INSTRUCTIONS FOR THE TASK:
From the records below, copy each line that has the word "shown" in it.
----
PR #10527, opened 2016-11-03
Setup builder_enabled feature if environment BUILDER_ENABLED variable is set

santisaez:
It will set the `builder_enabled` attribute if the `BUILDER_ENABLED` environment variable is `true`.

I have tested and it works, but if I create a new user in the organization it doesn't work.

@javitonino can you review?

### DIFF
--- a/lib/tasks/db_maintenance.rake
+++ b/lib/tasks/db_maintenance.rake
@@ -865,6 +865,9 @@ namespace :cartodb do
         organization.display_name = ENV['ORGANIZATION_DISPLAY_NAME']
         organization.seats = ENV['ORGANIZATION_SEATS']
         organization.quota_in_bytes = ENV['ORGANIZATION_QUOTA']
+        if ENV['BUILDER_ENABLED'] == "true"
+          organization.builder_enabled = true
+        end
         organization.save
       end
       uo = CartoDB::UserOrganization.new(organization.id, user.id)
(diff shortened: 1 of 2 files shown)


javitonino:
I have been reading the linked ticket. Some thoughts:

 - We are going to change the default of builder_enabled to true before the onpremises freeze. So this change will not be too useful. Maybe we can improve this by allowing to force editor (disable builder_enabled) as well?
 - For organization users, they are created as builder_enabled = nil by default ([here](https://github.com/CartoDB/cartodb/blob/d50784b4b395d0e56ca5379bfe0286e634193195/app/models/user.rb#L235)). We should change the organization creation tasks in order to be able to set builder to true/false. This will also be changed to default to true soon.

I'd like to know why the change of plans to modify the tasks instead of just relying on the DB default.

rporres:
@javitonino: We don't want to depend on a change that is getting delayed.

As an aside note, it could be also interesting to be able to use this rake to create editor users in the near future.

luisbosque:
AFAIK and after a discussion with @juanignaciosl enabling the builder by default is something that will happen through the price plans in central. This means that a onpremise will still have the editor by default. Am I wrong?

santisaez:
I have made a small change to support `builder_enabled` management also on organizations.

javitonino:
:+1: this should work. I think it would be nice to have the possibility to also force the editor, but don't know if it would ever be used.

Issue #10351, opened 2016-10-25
Round number of nulls on DATA tab


saleiva:
We should round the number of nulls on the DATA tab of a layer in the same way we do in the widgets. Right now they show decimals so legibility is pretty bad

PR #10532, opened 2016-11-03
Null values rounded to 2 decimal positions

hacheka:
Now the NULL values on DATA tab get rounded to 2 decimal positions.

screen shot 2016-11-03 at 14 23 35

CR @nobuti


hacheka:
This PR fixes #10351

lib/assets/javascripts/cartodb3/editor/layers/layer-content-views/data/stat-view.js
```diff
@@ -79,7 +79,7 @@ module.exports = CoreView.extend({
         height: 10
       }));
 
-      this.$('.js-null').text(graph.getNullsPercentage() + _t('editor.data.stats.null'));
+      this.$('.js-null').text((graph.getNullsPercentage() * 100).toFixed(2) + _t('editor.data.stats.null'));
```
nobuti: For me, it's weird to make it fixed to `2`. For instance, according to this, if the number is 85, we would end having `85.00%`. I think we should follow the same rule as we do in deep-insights or cartodb.js:
```
var abs_v = Math.abs(value);

if (abs_v > 10) {
    p = 1;
} else if (abs_v > 0.01) {
    p = Math.min(Math.ceil(Math.abs(Math.log(abs_v) / Math.log(10))) + 2, 2);
}

value = value.toFixed(p);
var m = value.match(/(\.0+)$/);
if (m) {
  value = value.replace(m[0], '');
}
return value;
```

What do you think?

saleiva: THAT RULE

hacheka: The attached code has been added as a helper function in `utils.js` at the commit https://github.com/CartoDB/cartodb/commit/f88fdd254e6381c5827b2874240c59d06fe5a9bd
Then it has been applied to the three different figures that show up at the element.

- NULL values rounded up to 2 decimal positions. If finished with .00 or .0 we don't show decimals. Same happens with TOP CAT percentage. Before this PR, it showed 100.00%. Now, it's 100%

screen shot 2016-11-03 at 17 20 17

- For boolean columns, there was a bug. If we didn't have the percentage of `true`, we showed NaN%. Now, we don't show that if no data is available. Perhaps we should investigate why we don't have that number instead of hiding it.

screen shot 2016-11-03 at 17 20 08

PR #10555, opened 2016-11-04
Migration to enable builder by default

javitonino:


javitonino:
Please take a look @juanignaciosl

javitonino:
I disconnected Central from my instance and tested without it for a better check. Normal users (via user creation scripts) default to true with this change, and organization users default to nil in both flows (unchanged), they inherit from organization.

Also, from Central, this works fine (the value from the request is taken, the DB default is not used).

PR #380, opened 2013-10-30
Use the mongo path settings provided by the mongo role.

feanil:
These variables are already defined in the mongo role.

An alternative to https://github.com/edx/configuration/pull/376

### DIFF
--- a/playbooks/roles/jenkins_worker/templates/mongodb_upstart.j2
+++ b/playbooks/roles/jenkins_worker/templates/mongodb_upstart.j2
@@ -1,12 +1,12 @@
 # Ubuntu upstart file at /etc/init/mongodb.conf
 
 pre-start script
-    mkdir -p {{ mongo_dir }}
+    mkdir -p {{ mongo_data_dir }}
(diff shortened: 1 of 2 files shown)


playbooks/roles/jenkins_worker/templates/mongodb_upstart.j2
```diff
@@ -1,12 +1,12 @@
 # Ubuntu upstart file at /etc/init/mongodb.conf
 
 pre-start script
-    mkdir -p {{ mongo_dir }}
+    mkdir -p {{ mongo_data_dir }}
```
jarv, line 4: aren't these directories created by the mongo role?

feanil, line 4: they are in the upstart script because the jenkins worker AMIs don't run ansible when they startup so the upstart script has to create the directories on ephemeral storage when mongo starts up.

feanil:
@wedaly merging this unless you have any reservations

wedaly:
:+1:

PR #382, opened 2013-10-30
Common refactor - Fix ora & xqueue

antoviaque:
Cf https://github.com/edx/configuration/pull/381 and #379 - I've put only the fixes to get ora working from #381.


jarv:
looks good

PR #383, opened 2013-10-30
Feanil/mongo rs

feanil:
Be able to automatiaclly setup a replica set when in aws.


carsongee:
The mongo stuff looks good to me.

PR #387, opened 2013-10-30
Change the default cloudformation elb backend ports.

feanil:
Now they default to the same as what is set in ansible which should reduce the number of things
we have to override when running ansible on a VPC.


jarv:
lgtm

PR #390, opened 2013-10-31
Some environment changes to speed up deploys

jarv:
- Instead of using pypi.edx.org why not cache on localhost?
  Seems to work well and it does result in a speed improvement
  for when we need to download packages. This adds the devpi
  role as dependency for edxapp
- For edxapp we md5sum all fo the requirements files and only
  run the pip installs, bundle, npm tasks if any one of those
  files have changed (it treats them as a group)
- Adds convenience symlinks for pip


feanil:
looks good.

feanil:
looks good.

PR #392, opened 2013-10-31
Move ora to supervisor

antoviaque:
Including the same extra fixes as for xqueue, plus:
- Exposed extra individual variables to override, for consistency with other roles
- Renamed the services & configuration files from `edx-ora*` to simply `ora`, for consistency with the role name

@jarv I've ported ora first, because I had it setup from yesterday already. If the current pull request goes well, and if xserver is still up for grabs and I manage to install it, it will be the next up.


jarv:
this looks great, thanks!

PR #396, opened 2013-10-31
Introduce POST size limit for ORA submissions

jrbl:
The ORA machinery gets gummed up when it gets very large submissions and
throws a lot of 500s.

Co-Authored-By: Jason Bau jbau@stanford.edu

@jarv please review.
@VikParuchuri please confirm that you don't know of anyone counting on being able to send large files.

### DIFF
--- a/playbooks/roles/nginx/templates/ora.j2
+++ b/playbooks/roles/nginx/templates/ora.j2
@@ -34,6 +34,7 @@ server {
   }
 
   location @proxy_to_app {
+    client_max_body_size 75K;
     proxy_set_header X-Forwarded-Proto $http_x_forwarded_proto;
     proxy_set_header X-Forwarded-Port $http_x_forwarded_port;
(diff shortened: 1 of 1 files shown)


jarv:
lgtm

VikParuchuri:
@jrbl Why 75k?  No files are sent to ORA (only links to files).  Once concern is that most browsers don't handle the client_max_body_size well and throw a cryptic error.  Can we add some corresponding JS on the ORA side to limit the max length of submissions and peer feedback?  What kind of length was causing issues for you?

jbau:
Just jumping in here, we found that when updating the score with the peer feedback (when we were using the ICE track changes feature), very long (>200k) feedback would basically kill mysql. (We'd get OperationalError(Mysql has gone away)).  When this happens the rest of the site is affected as well. (TransactionErrors, etc)

So this is a band-aid to stop peer evaluators from submitting very large feedback.  This might not be the only thing we do, but it's a necessary thing.

PR #399, opened 2013-11-01
Updated Vagrant for refactored roles

wedaly:
I think the `rbenv` and `virtualenv` roles in fullstack and shortstack were leftover from before the refactoring.

@jarv does this look right?


jarv:
lgtm

PR #400, opened 2013-11-01
edxapp-devpi-fix: Add dependency on supervisor & fix venv install

antoviaque:
Fixes two issues:
- devpi was missing the dependency on the parameterized supervisor role, which wasn't installed
- the binary executable for devpi's `supervisorctl` was linked from devpi's venv, when supervisor installs its own venv under its own user


jarv:
Sorry about this, I didn't realize that playbooks/roles/devpi/meta was left untracked.
looks good

antoviaque:
@jarv No worries, I figured that was what happened : ) Thanks for the quick merge!

PR #404, opened 2013-11-02
Move xserver to supervisor

antoviaque:
@jarv As promised, the patch to move xserver from upstart to supervisor.

Note that it's my first experience with xserver, so it would be worth checking that I haven't overlooked anything important. Especially, there is no publicly released code grader, right? To get xserver running, and to be able to test, I have mocked one up at https://github.com/antoviaque/xserver-grader . It allowed me to test sending a code submission going through the LMS, xqueue and xserver, but this mock grader doesn't do much with the submission itself, especially it doesn't execute what's submitted.

If you have pointers to things I could use to test more thoroughly, it would be most useful : )

### DIFF
--- a/playbooks/roles/ora/tasks/deploy.yml
+++ b/playbooks/roles/ora/tasks/deploy.yml
@@ -56,8 +56,15 @@
   tags:
   - deploy
 
-- name: ora | reload supervisor to allow to start the new services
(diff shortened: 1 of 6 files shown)


jarv:
looks good, thanks!

PR #409, opened 2013-11-04
Jenkins worker refactor

wedaly:
Refactor of Jenkins worker role:

1) Use rbenv and edxlocal roles.  This required a slight change to the rbenv role: when using the rbenv environment from the shell, it defaults to using rake version 0.9.2 (installed with ruby in the rbenv).  The Ansible script removes that version and installs a later version (10.0.3).  This is the only way I've found to prevent rbenv from preferring the system installation to the gem installation of rake.

2) Remove upstart scripts that set up mongo/python/jenkins workspace in ephemeral storage.  This fixes a race condition between the upstart scripts and Jenkins jobs that would sometimes cause build failures.

3) Create a directory of wheel archives at AMI creation, which Jenkins jobs can use to create virtualenvs with pre-installed requirements.  This is less flexible than the previous implementation (which downloaded .egg files from S3), but much faster and more reliable.

If we later upload wheel files to S3, it should be easy to update the "wheel_venv.sh" script to download the archive instead of assuming it's part of the AMI.

Suggested reviewer: @feanil


playbooks/jenkins_worker.yml
```diff
@@ -7,9 +7,10 @@
   sudo: True
   gather_facts: True
   vars:
-      COMMON_DATA_DIR: '/mnt'
-      COMMON_LOG_DIR: '/mnt/log'
+      COMMON_DATA_DIR: '/var'
+      COMMON_LOG_DIR: '/var/log'
```
jarv: Why not use the defaults here so it is consistent with our other roles?

playbooks/roles/jenkins_worker/defaults/main.yml
```diff
@@ -1,34 +1,23 @@
...
-jenkins_user_home: /home/jenkins
+jenkins_home: /home/jenkins
 
 # System packages
 jenkins_debian_pkgs:
-    - ack-grep
     - build-essential
-    - git
     - gfortran
+    - git
```
jarv: If jenkins_worker depends on the common role some of these base packages will be provided.

wedaly: I think `git` is the only duplicate; the reason is that jenkins_worker explicitly upgrades git to a newer version.

I could roll that update into the common role, but I'd need to install `python-pycurl` in common so I can use Ansible's apt_repository module.  Is that something you want me to add to this PR?

playbooks/jenkins_worker.yml
wedaly: Would the default locations persist as part of the AMI?  Or would they be in ephemeral storage?  I wasn't sure, which is why I used /var (which I know get persisted with the AMI)

wedaly:
@jarv Updated to address your comments:

1) Moved the git upgrade stuff into the common role to avoid re-installing git
2) Used the default directory structure for consistency with the other playbooks

feanil:
looks good to me.

PR #1556, opened 2014-09-19
Jarv/newrelic log checks

jarv:
This adds an optional plugin for newrelic to grep for strings in any file on disk and report the occurrences of the match to newrelic.

The extra tasks are only run if `NEWRELIC_LOGWATCH` is defined which is set to a list of templates for watching agents that are checked into the newrelic role template directory.

### DIFF
--- a/playbooks/roles/newrelic/templates/opt/newrelic_platform_plugins/newrelic_logwatcher_agent/config/logwatch-certs-errors.j2
+++ b/playbooks/roles/newrelic/templates/opt/newrelic_platform_plugins/newrelic_logwatcher_agent/config/logwatch-certs-errors.j2
@@ -1,0 +1,15 @@
+{% if SANDBOX_USERNAME is defined %}
+{% set server_name = SANDBOX_USERNAME %}
+{% else %}
+{% set server_name = COMMON_ENVIRONMENT|default('unknown-env') + '-' + COMMON_DEPLOYMENT|default('unknown-deployment') %}
+{% endif %}
+
+  {{ server_name }}-certs:
+    # Full path to the the log file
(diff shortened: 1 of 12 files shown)


playbooks/roles/newrelic/templates/opt/newrelic_platform_plugins/newrelic_logwatcher_agent/config/logwatch-certs-errors.j2
```diff
@@ -0,0 +1,15 @@
+{% if SANDBOX_USERNAME is defined %}
+{% set server_name = SANDBOX_USERNAME %}
+{% else %}
+{% set server_name = COMMON_ENVIRONMENT|default('unknown-env') + '-' + COMMON_DEPLOYMENT|default('unknown-deployment') %}
```
feanil, line 4: There are default values for both COMMON_ENVIRONMENT and COMMON_DEPLOYMENT in the `common` role, why not just use those?

fredsmith:
:+1:

playbooks/roles/newrelic/templates/opt/newrelic_platform_plugins/newrelic_logwatcher_agent/config/logwatch-certs-errors.j2
jarv, line 4: This is a decision on whether we want this to bomb out here or use default values if those vars are not defined. 
The `newrelic` role doesn't depend on common (though it's often included with common) which is why I set defaults if those vars are not defined

feanil:
:+1:

PR #1561, opened 2014-09-22
whitelisting 10.0.0.0/8

e0d:


feanil:
:+1:

jarv:
Hm, there was a reason why we removed this - https://github.com/edx/configuration/commit/7ea2fbeb2ab657453a92f366c4f5d715115aedf8#diff-b10b3eecfbcafe1bc698b53a5c470f9e

I think it was because it was disabling basic auth in all cases for traffic through an ELB

e0d:
@jarv I've made tis specific for now until we can decide upon a better solution.

jarv:
:+1:

PR #1565, opened 2014-09-22
whitelisting /oath2

e0d:
@jarv @feanil 

The initlal strategy won't work because of our proxy configurtion.  This covers the oauth2 case.


jarv:
:+1:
----
EXERCISE ANSWER:
(diff shortened: 1 of 2 files shown)
(diff shortened: 1 of 2 files shown)
(diff shortened: 1 of 1 files shown)
(diff shortened: 1 of 6 files shown)
(diff shortened: 1 of 12 files shown)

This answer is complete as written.